> To do
For this exercise, reproduce the entries below exactly, but only from the line containing "- name: Setup Java 11" through the line containing "arguments: build --stacktrace jacocoTestReport", both included.

> The records

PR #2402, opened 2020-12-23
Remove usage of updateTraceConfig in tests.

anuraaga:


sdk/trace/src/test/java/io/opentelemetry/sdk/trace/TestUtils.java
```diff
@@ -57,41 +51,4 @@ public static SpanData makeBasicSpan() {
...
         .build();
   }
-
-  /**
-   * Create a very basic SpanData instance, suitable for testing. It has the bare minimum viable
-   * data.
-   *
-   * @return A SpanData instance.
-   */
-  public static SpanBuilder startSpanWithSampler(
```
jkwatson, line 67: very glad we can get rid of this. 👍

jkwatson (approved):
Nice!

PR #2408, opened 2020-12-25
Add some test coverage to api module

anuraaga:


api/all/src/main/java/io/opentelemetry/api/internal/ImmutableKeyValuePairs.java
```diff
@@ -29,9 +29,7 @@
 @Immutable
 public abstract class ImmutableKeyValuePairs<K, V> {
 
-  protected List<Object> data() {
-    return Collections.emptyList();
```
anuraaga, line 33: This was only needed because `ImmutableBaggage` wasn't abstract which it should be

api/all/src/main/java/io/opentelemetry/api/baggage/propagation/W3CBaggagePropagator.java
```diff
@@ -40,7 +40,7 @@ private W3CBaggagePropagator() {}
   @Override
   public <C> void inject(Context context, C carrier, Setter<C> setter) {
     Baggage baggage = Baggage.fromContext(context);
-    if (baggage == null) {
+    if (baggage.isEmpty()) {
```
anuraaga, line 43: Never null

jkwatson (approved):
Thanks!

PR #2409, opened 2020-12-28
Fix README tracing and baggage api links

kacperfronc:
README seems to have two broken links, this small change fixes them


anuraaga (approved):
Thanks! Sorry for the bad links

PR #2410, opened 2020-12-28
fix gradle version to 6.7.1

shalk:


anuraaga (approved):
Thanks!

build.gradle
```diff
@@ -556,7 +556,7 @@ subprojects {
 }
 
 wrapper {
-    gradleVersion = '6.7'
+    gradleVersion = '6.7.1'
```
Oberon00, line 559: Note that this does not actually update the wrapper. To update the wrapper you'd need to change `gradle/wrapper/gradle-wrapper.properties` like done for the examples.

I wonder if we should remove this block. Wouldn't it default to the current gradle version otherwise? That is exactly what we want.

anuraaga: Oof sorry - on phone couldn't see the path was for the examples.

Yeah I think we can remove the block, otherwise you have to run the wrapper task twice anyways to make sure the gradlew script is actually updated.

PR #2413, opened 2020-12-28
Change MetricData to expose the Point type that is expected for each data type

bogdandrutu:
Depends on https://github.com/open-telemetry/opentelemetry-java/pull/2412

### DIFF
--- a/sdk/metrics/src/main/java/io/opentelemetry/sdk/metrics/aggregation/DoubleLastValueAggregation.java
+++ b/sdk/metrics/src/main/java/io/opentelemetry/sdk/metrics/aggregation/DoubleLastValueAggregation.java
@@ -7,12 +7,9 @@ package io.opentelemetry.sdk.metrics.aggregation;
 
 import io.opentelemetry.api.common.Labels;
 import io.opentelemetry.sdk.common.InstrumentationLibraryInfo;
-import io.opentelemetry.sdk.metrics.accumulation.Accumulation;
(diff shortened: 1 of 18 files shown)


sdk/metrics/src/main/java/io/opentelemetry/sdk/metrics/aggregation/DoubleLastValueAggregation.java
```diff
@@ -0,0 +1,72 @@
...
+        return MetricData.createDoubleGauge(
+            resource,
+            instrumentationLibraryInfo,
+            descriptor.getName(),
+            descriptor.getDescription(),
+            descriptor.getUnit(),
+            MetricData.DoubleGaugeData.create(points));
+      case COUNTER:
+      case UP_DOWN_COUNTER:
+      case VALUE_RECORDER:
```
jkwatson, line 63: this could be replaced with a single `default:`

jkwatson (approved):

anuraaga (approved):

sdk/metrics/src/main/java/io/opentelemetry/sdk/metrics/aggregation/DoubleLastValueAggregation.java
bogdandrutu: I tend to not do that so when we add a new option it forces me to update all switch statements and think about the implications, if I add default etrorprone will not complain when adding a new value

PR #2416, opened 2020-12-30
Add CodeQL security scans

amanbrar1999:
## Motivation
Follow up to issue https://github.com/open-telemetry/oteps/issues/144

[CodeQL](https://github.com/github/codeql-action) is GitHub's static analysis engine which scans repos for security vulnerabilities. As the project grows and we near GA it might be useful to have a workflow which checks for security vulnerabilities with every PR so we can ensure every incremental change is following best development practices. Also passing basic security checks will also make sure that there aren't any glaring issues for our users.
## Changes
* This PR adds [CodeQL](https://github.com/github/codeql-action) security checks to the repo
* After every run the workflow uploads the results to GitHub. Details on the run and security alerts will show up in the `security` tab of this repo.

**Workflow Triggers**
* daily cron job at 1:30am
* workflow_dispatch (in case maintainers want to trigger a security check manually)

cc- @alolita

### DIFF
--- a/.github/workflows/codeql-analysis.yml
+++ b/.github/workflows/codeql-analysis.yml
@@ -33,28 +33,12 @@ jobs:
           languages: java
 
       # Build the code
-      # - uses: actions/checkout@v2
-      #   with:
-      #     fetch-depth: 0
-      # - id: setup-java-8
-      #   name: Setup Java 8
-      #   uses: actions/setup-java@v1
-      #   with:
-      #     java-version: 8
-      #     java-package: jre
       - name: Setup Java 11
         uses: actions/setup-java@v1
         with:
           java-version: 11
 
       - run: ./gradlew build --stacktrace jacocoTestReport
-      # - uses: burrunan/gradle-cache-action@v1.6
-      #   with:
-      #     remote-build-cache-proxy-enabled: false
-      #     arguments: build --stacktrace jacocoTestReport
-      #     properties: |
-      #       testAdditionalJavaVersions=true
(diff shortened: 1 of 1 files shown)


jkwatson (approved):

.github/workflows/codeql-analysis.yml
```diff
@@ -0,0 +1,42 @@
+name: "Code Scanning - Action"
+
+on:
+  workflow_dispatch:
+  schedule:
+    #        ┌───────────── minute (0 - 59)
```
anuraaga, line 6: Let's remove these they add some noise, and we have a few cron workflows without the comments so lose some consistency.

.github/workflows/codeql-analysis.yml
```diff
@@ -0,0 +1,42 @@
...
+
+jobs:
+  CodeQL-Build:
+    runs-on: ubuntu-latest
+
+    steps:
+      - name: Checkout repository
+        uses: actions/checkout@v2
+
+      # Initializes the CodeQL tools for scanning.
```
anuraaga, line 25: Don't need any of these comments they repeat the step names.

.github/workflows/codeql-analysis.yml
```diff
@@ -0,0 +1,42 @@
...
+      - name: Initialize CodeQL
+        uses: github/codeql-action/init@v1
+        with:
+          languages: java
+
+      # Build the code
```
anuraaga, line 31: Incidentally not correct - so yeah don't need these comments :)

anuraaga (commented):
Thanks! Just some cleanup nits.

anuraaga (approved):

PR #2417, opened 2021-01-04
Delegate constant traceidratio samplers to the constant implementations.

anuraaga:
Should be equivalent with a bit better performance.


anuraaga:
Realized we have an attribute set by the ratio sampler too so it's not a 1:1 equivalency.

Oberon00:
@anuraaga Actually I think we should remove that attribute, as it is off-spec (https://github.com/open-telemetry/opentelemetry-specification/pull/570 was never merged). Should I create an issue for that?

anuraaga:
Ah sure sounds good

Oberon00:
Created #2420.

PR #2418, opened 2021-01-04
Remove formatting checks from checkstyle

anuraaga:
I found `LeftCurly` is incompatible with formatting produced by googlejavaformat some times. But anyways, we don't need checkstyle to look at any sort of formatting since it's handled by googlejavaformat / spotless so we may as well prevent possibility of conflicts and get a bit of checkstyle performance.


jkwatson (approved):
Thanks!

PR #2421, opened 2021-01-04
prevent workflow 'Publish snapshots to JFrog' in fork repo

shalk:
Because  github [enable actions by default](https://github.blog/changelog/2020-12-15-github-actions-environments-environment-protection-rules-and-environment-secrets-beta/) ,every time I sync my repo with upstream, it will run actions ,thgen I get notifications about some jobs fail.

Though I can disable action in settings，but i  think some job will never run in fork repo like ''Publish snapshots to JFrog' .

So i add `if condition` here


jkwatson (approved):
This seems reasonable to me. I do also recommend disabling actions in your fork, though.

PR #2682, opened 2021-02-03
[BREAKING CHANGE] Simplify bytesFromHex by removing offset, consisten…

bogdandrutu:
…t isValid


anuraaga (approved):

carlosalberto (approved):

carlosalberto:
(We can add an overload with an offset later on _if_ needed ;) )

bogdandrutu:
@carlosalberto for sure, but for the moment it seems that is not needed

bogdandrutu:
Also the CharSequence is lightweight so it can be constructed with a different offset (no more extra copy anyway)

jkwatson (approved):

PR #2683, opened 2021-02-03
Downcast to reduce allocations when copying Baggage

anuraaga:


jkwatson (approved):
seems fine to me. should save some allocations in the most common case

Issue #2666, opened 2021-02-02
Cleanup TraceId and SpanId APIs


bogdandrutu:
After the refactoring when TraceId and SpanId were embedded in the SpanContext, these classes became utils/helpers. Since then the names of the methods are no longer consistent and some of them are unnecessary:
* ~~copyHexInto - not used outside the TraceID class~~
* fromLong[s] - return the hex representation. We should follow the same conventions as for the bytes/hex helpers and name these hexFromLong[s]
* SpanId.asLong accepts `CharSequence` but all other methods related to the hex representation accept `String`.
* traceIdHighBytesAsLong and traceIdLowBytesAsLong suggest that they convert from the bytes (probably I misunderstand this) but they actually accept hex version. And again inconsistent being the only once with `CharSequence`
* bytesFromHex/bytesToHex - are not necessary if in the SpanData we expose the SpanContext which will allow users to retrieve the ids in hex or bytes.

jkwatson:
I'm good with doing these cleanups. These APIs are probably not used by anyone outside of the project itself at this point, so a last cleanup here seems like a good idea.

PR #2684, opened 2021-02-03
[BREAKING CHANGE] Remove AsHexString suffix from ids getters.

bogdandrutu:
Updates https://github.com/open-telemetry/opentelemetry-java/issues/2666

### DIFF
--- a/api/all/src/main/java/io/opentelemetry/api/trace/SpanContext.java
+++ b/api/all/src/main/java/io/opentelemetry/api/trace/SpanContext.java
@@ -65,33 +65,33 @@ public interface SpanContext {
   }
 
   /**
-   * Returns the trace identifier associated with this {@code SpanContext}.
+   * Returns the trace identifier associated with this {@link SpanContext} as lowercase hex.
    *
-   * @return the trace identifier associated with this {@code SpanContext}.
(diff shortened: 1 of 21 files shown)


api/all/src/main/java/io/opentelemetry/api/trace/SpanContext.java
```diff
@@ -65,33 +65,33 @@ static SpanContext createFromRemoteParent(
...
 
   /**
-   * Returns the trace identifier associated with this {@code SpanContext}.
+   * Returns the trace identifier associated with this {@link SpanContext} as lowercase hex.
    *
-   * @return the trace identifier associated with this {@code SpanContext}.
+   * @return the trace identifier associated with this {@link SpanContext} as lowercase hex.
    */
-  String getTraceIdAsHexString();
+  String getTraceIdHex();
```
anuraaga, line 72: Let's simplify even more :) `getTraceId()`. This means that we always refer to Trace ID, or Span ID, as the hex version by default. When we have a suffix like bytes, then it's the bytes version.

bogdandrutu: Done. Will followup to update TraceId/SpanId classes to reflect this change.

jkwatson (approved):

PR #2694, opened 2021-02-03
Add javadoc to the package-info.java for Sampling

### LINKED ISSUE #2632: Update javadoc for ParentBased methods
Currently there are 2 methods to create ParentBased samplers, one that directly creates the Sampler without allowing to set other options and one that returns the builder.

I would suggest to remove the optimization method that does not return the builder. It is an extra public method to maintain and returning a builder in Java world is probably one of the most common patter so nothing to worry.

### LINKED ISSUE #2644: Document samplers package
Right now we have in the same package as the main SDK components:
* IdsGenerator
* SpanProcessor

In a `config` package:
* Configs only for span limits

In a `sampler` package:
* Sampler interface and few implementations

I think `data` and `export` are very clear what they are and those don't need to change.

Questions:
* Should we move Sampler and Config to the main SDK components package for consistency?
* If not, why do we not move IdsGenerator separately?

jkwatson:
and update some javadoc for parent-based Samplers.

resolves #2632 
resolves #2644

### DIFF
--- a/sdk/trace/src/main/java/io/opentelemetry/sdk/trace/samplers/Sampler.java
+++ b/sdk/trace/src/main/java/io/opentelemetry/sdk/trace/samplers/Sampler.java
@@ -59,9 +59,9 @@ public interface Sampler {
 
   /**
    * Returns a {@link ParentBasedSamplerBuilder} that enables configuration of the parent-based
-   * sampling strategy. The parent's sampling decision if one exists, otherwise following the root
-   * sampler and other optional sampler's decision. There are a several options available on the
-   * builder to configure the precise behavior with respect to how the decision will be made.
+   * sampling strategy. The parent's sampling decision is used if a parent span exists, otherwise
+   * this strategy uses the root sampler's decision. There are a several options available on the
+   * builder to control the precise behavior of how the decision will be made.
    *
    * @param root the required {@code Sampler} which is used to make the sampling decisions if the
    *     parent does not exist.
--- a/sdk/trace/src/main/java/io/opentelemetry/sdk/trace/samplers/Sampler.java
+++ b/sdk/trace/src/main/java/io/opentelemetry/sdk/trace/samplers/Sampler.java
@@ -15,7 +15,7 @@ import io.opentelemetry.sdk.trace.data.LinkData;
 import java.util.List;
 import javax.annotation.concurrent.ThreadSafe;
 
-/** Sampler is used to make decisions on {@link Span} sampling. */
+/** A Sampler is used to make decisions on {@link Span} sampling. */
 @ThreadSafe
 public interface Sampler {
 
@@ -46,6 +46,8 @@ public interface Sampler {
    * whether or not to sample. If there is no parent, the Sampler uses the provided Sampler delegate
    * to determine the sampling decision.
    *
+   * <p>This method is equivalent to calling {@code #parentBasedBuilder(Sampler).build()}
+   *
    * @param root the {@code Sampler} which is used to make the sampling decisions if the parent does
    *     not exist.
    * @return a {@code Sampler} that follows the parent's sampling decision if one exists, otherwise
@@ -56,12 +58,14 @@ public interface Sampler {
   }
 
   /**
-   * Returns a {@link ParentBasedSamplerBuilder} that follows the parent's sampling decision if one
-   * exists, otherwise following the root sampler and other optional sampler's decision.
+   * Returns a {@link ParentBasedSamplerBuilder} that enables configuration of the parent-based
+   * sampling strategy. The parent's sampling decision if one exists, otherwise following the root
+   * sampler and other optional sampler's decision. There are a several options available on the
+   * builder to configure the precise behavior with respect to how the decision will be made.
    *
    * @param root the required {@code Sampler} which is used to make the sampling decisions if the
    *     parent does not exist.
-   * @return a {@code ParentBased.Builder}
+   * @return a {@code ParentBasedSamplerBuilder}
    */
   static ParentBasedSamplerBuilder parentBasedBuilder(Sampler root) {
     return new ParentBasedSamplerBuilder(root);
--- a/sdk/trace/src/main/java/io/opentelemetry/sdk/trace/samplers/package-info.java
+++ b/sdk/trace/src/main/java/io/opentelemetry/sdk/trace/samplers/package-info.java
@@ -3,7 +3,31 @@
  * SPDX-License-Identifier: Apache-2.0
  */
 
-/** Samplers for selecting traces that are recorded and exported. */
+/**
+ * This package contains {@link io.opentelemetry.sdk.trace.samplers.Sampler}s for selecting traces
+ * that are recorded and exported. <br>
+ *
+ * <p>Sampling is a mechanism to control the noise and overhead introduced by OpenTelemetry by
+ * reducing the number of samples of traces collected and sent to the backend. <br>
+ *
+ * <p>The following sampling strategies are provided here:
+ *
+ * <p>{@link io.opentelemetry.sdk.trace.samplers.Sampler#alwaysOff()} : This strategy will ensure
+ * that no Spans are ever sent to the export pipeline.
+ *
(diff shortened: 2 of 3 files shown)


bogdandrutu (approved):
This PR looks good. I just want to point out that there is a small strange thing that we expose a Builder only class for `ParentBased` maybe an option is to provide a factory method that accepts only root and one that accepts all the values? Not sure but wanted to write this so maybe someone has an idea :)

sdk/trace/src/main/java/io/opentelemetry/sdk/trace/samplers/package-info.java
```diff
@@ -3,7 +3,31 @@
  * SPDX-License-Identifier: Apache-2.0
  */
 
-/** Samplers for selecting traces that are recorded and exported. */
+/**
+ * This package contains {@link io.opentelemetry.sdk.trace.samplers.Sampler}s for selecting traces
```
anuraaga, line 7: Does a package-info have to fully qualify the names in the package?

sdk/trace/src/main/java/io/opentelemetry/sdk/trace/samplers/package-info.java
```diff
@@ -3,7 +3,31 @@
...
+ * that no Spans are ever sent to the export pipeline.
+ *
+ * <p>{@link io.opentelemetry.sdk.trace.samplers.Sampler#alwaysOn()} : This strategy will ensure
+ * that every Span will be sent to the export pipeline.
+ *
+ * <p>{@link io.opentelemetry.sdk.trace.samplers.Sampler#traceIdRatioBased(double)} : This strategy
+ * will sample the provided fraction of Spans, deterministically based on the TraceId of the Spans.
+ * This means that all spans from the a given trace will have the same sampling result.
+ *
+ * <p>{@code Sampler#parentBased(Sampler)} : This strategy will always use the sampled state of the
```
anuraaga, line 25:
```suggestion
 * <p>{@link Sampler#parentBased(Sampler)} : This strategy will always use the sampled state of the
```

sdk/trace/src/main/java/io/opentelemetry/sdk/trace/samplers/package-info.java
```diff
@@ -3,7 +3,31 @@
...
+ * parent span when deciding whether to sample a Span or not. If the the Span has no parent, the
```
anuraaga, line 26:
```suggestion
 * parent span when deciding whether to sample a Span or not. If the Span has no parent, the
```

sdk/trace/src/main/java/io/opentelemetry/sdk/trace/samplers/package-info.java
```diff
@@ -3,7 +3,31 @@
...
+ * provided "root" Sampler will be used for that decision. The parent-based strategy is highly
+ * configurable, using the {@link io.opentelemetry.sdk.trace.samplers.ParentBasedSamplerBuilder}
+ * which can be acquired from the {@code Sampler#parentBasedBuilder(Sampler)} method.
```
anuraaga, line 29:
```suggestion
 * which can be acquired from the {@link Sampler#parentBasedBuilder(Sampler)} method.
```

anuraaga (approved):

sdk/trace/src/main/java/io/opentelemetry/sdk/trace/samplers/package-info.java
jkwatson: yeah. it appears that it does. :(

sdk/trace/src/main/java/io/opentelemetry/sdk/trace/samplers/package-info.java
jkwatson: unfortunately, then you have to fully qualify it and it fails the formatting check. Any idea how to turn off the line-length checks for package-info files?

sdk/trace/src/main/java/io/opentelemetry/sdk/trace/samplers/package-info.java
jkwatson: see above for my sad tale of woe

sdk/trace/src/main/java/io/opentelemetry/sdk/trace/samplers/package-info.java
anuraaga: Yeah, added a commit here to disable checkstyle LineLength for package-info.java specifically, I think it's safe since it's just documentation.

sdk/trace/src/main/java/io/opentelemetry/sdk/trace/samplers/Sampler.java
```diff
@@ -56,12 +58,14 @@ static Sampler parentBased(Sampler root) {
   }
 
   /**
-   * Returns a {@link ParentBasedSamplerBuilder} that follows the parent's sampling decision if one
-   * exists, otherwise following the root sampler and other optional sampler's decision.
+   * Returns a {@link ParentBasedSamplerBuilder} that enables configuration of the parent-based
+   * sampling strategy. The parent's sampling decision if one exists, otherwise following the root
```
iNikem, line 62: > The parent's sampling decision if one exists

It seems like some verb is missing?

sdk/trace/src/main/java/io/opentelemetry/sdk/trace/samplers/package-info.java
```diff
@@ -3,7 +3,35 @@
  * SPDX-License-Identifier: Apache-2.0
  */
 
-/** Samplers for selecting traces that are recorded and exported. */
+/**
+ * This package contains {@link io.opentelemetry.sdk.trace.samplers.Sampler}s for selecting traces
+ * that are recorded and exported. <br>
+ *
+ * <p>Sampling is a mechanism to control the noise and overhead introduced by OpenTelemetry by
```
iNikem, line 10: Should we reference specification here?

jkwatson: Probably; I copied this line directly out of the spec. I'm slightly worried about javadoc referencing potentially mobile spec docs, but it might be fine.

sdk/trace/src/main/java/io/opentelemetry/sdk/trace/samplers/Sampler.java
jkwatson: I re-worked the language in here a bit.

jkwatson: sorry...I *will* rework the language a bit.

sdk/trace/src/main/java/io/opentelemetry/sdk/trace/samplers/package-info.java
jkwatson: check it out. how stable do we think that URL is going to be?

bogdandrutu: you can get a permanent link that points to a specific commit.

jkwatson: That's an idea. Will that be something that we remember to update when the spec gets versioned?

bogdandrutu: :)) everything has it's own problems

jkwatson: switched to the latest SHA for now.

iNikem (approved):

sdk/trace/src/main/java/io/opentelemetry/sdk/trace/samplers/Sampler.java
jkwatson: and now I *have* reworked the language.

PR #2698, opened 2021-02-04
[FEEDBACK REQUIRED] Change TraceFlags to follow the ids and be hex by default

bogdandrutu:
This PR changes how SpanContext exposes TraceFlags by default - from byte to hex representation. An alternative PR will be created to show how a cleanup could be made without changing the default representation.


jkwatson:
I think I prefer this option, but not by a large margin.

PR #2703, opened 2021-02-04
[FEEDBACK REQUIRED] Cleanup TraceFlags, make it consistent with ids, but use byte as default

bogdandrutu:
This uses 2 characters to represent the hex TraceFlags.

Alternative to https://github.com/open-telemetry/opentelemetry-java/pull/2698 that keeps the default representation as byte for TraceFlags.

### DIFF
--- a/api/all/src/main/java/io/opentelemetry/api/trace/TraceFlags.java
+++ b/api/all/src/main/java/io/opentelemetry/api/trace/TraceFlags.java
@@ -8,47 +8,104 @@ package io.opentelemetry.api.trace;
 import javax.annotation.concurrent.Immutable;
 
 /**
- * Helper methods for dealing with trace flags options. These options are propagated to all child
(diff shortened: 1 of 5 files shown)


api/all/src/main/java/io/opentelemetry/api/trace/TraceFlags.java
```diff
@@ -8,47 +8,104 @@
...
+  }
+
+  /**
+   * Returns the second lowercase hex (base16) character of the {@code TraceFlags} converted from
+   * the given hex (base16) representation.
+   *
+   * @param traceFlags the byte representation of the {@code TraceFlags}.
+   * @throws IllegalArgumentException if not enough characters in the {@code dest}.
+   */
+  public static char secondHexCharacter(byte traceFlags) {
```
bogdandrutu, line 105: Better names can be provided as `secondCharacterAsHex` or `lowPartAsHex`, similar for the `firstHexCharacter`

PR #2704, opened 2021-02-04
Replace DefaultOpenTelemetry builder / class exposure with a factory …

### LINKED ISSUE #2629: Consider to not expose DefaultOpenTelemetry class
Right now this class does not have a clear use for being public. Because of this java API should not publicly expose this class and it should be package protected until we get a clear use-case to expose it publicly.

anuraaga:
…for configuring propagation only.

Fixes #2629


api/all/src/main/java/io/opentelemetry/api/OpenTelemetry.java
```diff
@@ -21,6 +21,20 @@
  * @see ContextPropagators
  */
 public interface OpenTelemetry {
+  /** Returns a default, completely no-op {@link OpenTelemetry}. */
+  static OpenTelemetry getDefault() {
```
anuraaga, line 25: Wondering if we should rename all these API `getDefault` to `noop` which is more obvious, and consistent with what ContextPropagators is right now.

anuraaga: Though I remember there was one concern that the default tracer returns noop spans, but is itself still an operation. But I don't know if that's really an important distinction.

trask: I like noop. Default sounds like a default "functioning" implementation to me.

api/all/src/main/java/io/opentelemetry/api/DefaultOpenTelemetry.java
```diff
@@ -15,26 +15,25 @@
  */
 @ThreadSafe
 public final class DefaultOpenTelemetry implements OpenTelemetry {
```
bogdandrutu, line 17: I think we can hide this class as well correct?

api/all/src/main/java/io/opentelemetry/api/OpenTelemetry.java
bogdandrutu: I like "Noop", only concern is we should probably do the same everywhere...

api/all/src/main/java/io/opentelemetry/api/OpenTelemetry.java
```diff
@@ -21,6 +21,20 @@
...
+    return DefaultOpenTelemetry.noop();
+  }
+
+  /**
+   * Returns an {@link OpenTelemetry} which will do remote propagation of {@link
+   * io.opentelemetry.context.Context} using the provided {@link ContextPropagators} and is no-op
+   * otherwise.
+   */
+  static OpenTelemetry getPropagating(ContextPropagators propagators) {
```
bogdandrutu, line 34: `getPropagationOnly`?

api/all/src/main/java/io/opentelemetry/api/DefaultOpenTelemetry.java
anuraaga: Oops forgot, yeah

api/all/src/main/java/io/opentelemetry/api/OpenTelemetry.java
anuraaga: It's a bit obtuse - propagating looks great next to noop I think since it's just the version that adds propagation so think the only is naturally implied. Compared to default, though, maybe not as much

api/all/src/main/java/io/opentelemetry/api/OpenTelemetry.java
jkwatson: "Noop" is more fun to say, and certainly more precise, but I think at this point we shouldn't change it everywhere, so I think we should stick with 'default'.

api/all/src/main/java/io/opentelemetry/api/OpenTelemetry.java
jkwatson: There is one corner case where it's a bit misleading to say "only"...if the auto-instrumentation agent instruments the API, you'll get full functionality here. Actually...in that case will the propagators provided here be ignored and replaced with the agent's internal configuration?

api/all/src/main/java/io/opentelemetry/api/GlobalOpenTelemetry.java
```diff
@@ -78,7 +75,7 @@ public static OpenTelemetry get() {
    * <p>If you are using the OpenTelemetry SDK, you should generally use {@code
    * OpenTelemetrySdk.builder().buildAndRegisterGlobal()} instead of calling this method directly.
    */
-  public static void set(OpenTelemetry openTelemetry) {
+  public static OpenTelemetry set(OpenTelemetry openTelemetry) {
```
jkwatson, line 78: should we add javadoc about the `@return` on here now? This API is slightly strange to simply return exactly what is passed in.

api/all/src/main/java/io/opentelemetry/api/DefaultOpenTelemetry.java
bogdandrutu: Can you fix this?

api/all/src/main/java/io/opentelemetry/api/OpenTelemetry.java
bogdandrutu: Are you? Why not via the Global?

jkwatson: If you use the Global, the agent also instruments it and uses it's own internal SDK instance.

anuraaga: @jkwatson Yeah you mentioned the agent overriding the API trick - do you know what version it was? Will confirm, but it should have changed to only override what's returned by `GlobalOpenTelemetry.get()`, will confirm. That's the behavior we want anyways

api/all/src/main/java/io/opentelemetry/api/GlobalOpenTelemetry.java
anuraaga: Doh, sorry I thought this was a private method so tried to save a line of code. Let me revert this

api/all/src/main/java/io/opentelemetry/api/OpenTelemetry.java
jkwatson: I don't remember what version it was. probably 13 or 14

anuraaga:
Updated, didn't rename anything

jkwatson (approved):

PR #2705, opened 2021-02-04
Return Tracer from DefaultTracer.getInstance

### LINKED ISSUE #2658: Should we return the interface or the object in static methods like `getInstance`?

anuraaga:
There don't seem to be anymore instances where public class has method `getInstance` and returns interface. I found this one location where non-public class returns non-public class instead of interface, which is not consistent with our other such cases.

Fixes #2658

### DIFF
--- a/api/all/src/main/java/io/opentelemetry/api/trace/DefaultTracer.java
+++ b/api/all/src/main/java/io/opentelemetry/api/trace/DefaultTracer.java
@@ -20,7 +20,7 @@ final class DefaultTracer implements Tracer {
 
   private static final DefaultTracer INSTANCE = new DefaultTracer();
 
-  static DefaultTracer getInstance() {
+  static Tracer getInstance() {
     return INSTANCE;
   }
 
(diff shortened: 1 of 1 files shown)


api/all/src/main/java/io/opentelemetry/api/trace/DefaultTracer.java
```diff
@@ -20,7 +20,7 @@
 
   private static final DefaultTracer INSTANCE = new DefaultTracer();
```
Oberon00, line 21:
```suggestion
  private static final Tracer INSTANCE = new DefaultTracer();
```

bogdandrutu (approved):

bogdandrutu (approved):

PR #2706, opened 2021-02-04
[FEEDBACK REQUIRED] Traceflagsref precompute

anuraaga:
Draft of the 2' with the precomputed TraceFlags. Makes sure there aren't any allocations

> Exercise output
       - name: Setup Java 11
         uses: actions/setup-java@v1
         with:
           java-version: 11
 
       - run: ./gradlew build --stacktrace jacocoTestReport
-      # - uses: burrunan/gradle-cache-action@v1.6
-      #   with:
-      #     remote-build-cache-proxy-enabled: false
-      #     arguments: build --stacktrace jacocoTestReport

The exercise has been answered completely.